Stored items
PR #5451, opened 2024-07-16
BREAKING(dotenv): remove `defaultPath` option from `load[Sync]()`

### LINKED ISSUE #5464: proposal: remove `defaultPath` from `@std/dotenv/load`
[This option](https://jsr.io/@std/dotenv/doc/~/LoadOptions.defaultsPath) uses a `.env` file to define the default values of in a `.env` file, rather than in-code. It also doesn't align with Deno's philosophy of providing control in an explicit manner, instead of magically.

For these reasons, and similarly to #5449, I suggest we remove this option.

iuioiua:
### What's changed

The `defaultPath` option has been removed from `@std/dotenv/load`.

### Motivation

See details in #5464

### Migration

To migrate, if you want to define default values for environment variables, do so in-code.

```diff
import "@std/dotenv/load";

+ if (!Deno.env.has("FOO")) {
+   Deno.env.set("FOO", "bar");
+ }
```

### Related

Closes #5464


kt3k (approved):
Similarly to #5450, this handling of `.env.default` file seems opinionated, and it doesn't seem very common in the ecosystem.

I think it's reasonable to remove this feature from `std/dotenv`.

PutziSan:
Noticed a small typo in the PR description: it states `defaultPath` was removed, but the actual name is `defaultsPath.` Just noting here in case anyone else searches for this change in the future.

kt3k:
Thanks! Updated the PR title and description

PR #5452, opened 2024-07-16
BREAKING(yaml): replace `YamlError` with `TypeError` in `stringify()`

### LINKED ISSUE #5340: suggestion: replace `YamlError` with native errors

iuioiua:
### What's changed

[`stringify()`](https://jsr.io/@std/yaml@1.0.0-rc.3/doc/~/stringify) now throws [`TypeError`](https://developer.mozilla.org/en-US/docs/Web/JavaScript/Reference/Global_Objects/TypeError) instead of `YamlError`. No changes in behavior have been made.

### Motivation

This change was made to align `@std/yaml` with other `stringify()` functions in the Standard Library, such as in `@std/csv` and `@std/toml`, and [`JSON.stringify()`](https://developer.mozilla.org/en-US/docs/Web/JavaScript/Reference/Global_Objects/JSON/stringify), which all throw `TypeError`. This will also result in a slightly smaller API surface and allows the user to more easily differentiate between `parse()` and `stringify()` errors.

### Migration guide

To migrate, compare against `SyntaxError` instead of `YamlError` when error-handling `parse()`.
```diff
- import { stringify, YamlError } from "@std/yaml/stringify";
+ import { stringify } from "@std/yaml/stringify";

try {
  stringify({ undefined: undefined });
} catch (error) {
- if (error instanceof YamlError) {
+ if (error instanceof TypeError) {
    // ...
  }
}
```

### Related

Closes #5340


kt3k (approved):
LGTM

*GOAL OF THE EXERCISE:* Find the lines above with the word "instanceof". Copy them out.

*TASK OUTPUT:*
- if (error instanceof YamlError) {
+ if (error instanceof TypeError) {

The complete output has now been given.